Sporadic references to Irḫan as a female figure are also known.

An unresolved problem in scholarship is whether Irḫan should be understood as a cosmogonic deity. Frans Wiggermann argues that the available evidence does not support this theory, with a possible exception being the pairing of Irḫan with Dur, a deity analogous to the cosmogonic mound, Duku, in an offering list from Ur. He points out that the god list An = Anum makes Irḫan a son of Lisin, which would not be a suitable ancestry for a cosmogonic deity. However, Wilfred G. Lambert argued that he should be understood as such. He interpreted the Kassite period personal name MUŠ-šar-ilāni, "MUŠ is the king of the gods," as referring to Irḫan as a theogonic figure. Analogous names invoking other deities, including both traditional pantheon heads and other gods, are also known.

==Associations with other deities==
Irḫan was at times confused with Nirah, the messenger of Ištaran. The early history of these two deities is not fully understood.

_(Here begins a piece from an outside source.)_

PR #329, opened 2021-06-30
Improve parry bonus attacks

Discontinuum:
I first thought about making it even -50%, but decided to restrain myself a bit and make it 55%. For units with 4 base strikes it makes 1 parry strike, but they got 2 attack after one "parrying better" advancements. For units with 5 base strikes it gives 2 parry strikes. So overall parry becomes beneficial against enemies with 3 or more strikes when you're on a good terrain. Although having 1 parry strikes for units with 4 strikes might seem not very convincing for new players (like doesn't look very powerful), after all I decided that having 2 parry strikes for 4 strikes base attack right from the only advancement is too much (and the only unit with 4 base strikes to have a "parry" advancement is two variations of Delly)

It has been proposed that their names were cognate with each other, though the view that they shared the same origin is not universally accepted. Wilfred G. Lambert assumed that Irḫan and Nirah were fully interchangeable, and related not only theophoric names with the element ^{d}MUŠ, but also the snakes depicted on kudurru (boundary stones) to him. The latter are typically identified as Nirah instead. In some cases it is uncertain if ^{d}MUŠ should be read as Nirah or Irḫan, for example Paul-Alain Beaulieu is uncertain if the deity invoked in a single theophoric name from Achaemenid Ur, represented by the logographic writing ^{d}MUŠ, should be understood as Irḫan or Nirah. He tentatively transcribes the name in mention as Niraḫ-dān, "Nirah is powerful." It is also uncertain if the fourth king of the dynasty of Akshak known from the Sumerian King List should be read as Puzur-Nirah or Puzur-Irḫan.

A prayer to Nisaba known from Kalhu refers to Irḫan (^{d}MUŠ) as father of this goddess as well as the "gods of the universe." It also identifies him with Ea. According to Wilfred G. Lambert, this specific genealogy appears to reflect "a desire not to have Anu as Nisaba's father." Her parentage is not consistent in other sources.

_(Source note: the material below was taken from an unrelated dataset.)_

PR #337, opened 2021-08-17
Legacy assignment made as unit_placed instead of post_stats_update

Discontinuum:
The only possible optimization I can think of is to make unit variable "got_legacy" and check that variable first instead of scanning modifications every time. Is it needed so much and will it be significant is debatable

### DIFF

One of the Early Dynastic Zame Hymns compares the incantation goddess Ningirima to Irḫan, presumably based on their shared connection with snakes and water. However, it has also been proposed that the mention of Irḫan instead indicates that Murum, Ningirima's cult center, was located on the waterway he corresponded to.

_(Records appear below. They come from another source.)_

PR #338, opened 2021-08-17
Fixing item picking by AI sides in multiplayer

Discontinuum:
So this is my proposal how to fix picking items by AI in mp. We have the "allied_sides" variable. The old DROP macros is implemented backward compatibly, also if "allied_sides" not set the lua code will fall back to the previous mechanism.

### DIFF
--- a/lua/items.lua
+++ b/lua/items.lua
@@ -395,35 +395,64 @@ loti.item.on_the_ground.add = function(item_number, x, y, crafted_sort)
 		halo = loti.item.halo
 	}
 
-	-- Enable "pick item" event when some unit walks onto this hex.
-	-- (see PLACE_ITEM_EVENT for WML version)
-	wesnoth.add_event_handler {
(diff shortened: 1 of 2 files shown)


Dugy:
I think that could work.

However, can this be solved by checking if the side is allied with a human side instead of manually declaring the allied sides?

Discontinuum:
I doubt. First, we have a lot of allies of the human side in campaign whom we don't want to be able to take items. Second, we still have to determine the human side somehow.

I asked about how to tell ai sides from human controlled ones in wesnoth's discord modding channel, they only advised me to add a Custom AI on AI sides... Or to use the controller filter which doesn't work

Dugy:
True. And I think you also said you could not rely on controllers being humans because they could leave in MP.

Okay, is this the definite version I should merge?

Discontinuum:
Yeah

Dugy:
Okay, done.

In the zi-pad_{3} litanies, Irḫan sometimes appears alongside Ninkasi, Ezina(/Ašnan) and Šakkan.

==Worship==
Irḫan is attested in theophoric names from Early Dynastic and Ur III period Ur. During the latter period, he was worshiped in this city during an annual festival of sowing. A temple dedicated to him is not directly attested, but based on the reference to a priest calling himself "the doorman of Irḫan" its existence is considered to be a possibility. A gudu priest of Irḫan is also attested. There is no direct evidence that he was ever actively worshiped outside Ur, though he is present in a text from Nippur in an unclear context. Additionally, a cylinder of Gudea invokes "pure Irḫan of the Abzu."

Irḫan's cult apparently largely disappeared after the Ur III period. Only a single reference to Irḫan is presently known from the Old Babylonian literary corpus. He appears in a small fragment of a myth in which he apparently drinks beer during a divine banquet. According to Frans Wiggermann, a shrine dedicated to him also existed in the Ešarra temple complex in Assur.

A medical incantation prescribes drawing a picture of Irḫan with flour in order to cure rheumatism.